Python Ελληνικά (Greek) to Greeklish Converter
As mentioned in this post about my mutt mail setup for Greek mails and in this post about Greek in OS X Terminal, I have a special setup. On my OSX machine I teached mutt and vim to do Greek. But on my OpenBSD system I translate incoming Greek mails to "Greeklish" for viewing through ssh. Until yesterday I was using the gr2gr perl script for this, but now I finished my own python version, with the advantage that it works for UTF-8 mails too. Read on for the source code...
I had the "ISO-8859-7 to greeklish" part pretty fast (basically a minimalistic rip-off of gr2gr), but the Unicode UTF-8 had me gnawing on the bone for some weeks. What helped me in the end was stumbling upon this article about encoding and decoding Unicode in python. Great shit! If you do python, read it right now. Also the rest of the article. I had haggled with my encode()s and decode()s for weeks and with this article I got it right in 5 minutes. Well, to my defense I must say that I still don't know why "decode" is named like that, since
unicode_string = input_string.decode('utf-8')
does not decode anything, but instead somehow declares this string to be in utf-8 Unicode.
But whatever, here is the script. It's called el2gr (for ελληνικά to greek):
#! /usr/bin/env python
# -*- coding: utf-8 -*-
# el2gr
# A python script to transliterate
# greek (utf-8 or ISO-8859-7) to "greeklish".
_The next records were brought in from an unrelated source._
PR #490, opened 2023-02-15
Import from zotcourse

### LINKED ISSUE #474: Import from ZotCourse
Allow the user to provide a ZotCourse schedule name and import it as a schedule on AntAlmanac.

This should be feasible by fetching data from their endpoint (https://zotcourse.appspot.com/schedule/load?username=[SCHEDULE_NAME]) and reformatting it. The data is pretty similar to how we structure it.

We should discuss the utility and UI aspects of this proposed feature.

Completes part of #440

JacE070:
## Summary
Added a new option in the original Import Study List Dialog to allow users to import schedules from Zotcourse.
## Test Plan
Tested schedule with sections w/ and w/o custom events.
## Issues
Closes https://github.com/icssc/AntAlmanac/issues/474

## Current Minor Issue
Peek 2023-04-09 15-08

The size of the dialog window changes as selecting different options. Guess the width is affected by the current max text width.

## Future Followup
Rename the ImportStudyList file in the source code to better indicate its functionality.


src/components/AppBar/ImportStudyList.tsx
```diff
@@ -13,9 +17,16 @@ import { ClassNameMap } from '@material-ui/core/styles/withStyles';
 import { PostAdd } from '@material-ui/icons';
 import React, { PureComponent } from 'react';
 
-import { openSnackbar } from '../../actions/AppStoreActions';
+import { addCustomEvent, openSnackbar } from '../../actions/AppStoreActions';
```
EricPedley: Can you change these imports to use the `$lib` syntax? See https://github.com/icssc/AntAlmanac/blob/main/tsconfig.json and how some of the other files do these imports.

src/helpers.ts
```diff
@@ -139,6 +144,44 @@ export function getCourseInfo(SOCObject: WebsocResponse) {
     return courseInfo;
 }
 
+export interface ZotCourseResponse {
+    codes: string[];
+    customEvents: RepeatingCustomEvent[];
+}
+export async function queryZotCourse(schedule_name: string) {
+    const url = new URL(ZOTCOURSE_ENDPOINT);
+    // eslint-disable-next-line @typescript-eslint/no-unsafe-assignment
```
EricPedley: Can you explain why we had to disable a linter rule here?

src/helpers.ts
```diff
@@ -139,6 +144,44 @@ export function getCourseInfo(SOCObject: WebsocResponse) {
...
+    const response = await fetch(url, {
+        method: 'POST',
+        body: JSON.stringify({ scheduleName: schedule_name }),
+        headers: { 'Content-Type': 'application/json' },
+    }).then((r) => r.json());
+    // For custom event, there is no course attribute in each.
+    // eslint-disable-next-line @typescript-eslint/no-unsafe-member-access, @typescript-eslint/no-unsafe-call
```
EricPedley: Same as previous comment, explain why we need to disable these rules.

src/helpers.ts
```diff
@@ -139,6 +144,44 @@ export function getCourseInfo(SOCObject: WebsocResponse) {
...
+    const codes = response.data
+        .filter((section: { eventType: number }) => section.eventType === 3)
+        .map((section: { course: { code: string } }) => section.course.code) as string[];
+    const days = [false, false, false, false, false, false, false];
+    // eslint-disable-next-line @typescript-eslint/no-unsafe-call, @typescript-eslint/no-unsafe-member-access
+    const customEvents: RepeatingCustomEvent[] = response.data
```
EricPedley: Same as last two comments, if we disable the linter rules it's smart to add comments explaining why.

EricPedley (changes requested):
Can you address the comments I left and resolve the merge conflicts?

src/helpers.ts
JacE070: tbh I need help with this and the following. TS raises errors since the response value has no type. 
I couldn't come up with a solution other than writing brand types that are only for these temporary variables.
What can be a good practice to solve this?

src/components/AppBar/ImportStudyList.tsx
JacE070: I now use import { addCustomEvent, openSnackbar } from '$actions/AppStoreActions'; and the import line doesn't have errors.
But for lines 67, 89, 96, the error "Unsafe call of an `any` typed value." are shown.
Why is that?

src/helpers.ts
EricPedley: The types should work themselves out if you define an interface for the entire `fetch` result. Looks like you already defined a interface called `ZotCourseResponse` for the return type of `queryZotcourse`, but I'd recommend using it to typecast your fetch request instead and let typescript infer the return type of your function. See this example from `News.tsx`: 
image

src/components/AppBar/ImportStudyList.tsx
EricPedley: The line numbers must've changed because I'm looking at those lines and there aren't function calls on any of them. Can you send the contents of the lines that are getting errors? I also opened the project in my editor and the linter didn't see any errors so IDK how to reproduce the problem you're having.

EricPedley (changes requested):
I left some comments that might help you fix the problems you're having. Go through those, fix the merge conflicts, and re-request a review. If you have any questions that you leave as comments on the PR, re-request review or ping me on Discord so I get a notification to respond.

src/components/AppBar/ImportStudyList.tsx
JacE070: ok now it's changed. The error is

# Of course uses my own preference for greeklish.
#
# usage:
# pipe input into STDIN, read input from STDOUT
# use --unicode, -u, --utf8, --utf-8 if your input is in UTF-8
# otherwise it will assume iso-8859-7
# characters not in the iso-8859-7 range will be replaced by '?'
unioptions = ['--unicode', '-u', '--utf8', '--utf-8']
import string
import sys
if len(sys.argv) > 1:
option = sys.argv[1]
else:
option = '-iso'
input_string = sys.stdin.read()
from_chars = 'áâãäåæçèéêëìíîïðñóòôõö÷øùÜÝÞßúÀüýûàþÁÂÃÄÅÆÇÈÉÊËÌÍÎÏÐÑÓÔÕÖ×ØÙ¶¸¹ºÚ¼¾Û¿'
to_chars = 'abgdezh8iklmn3oprsstufxywaehiiiouuuwABGDEZH8IKLMNJOPRSTYFXCWAEHIIOUUW'
if option in unioptions:
input_string = input_string.decode('utf-8')
input_string = input_string.encode( 'iso-8859-7', 'replace' )
translation_table = string.maketrans( from_chars, to_chars )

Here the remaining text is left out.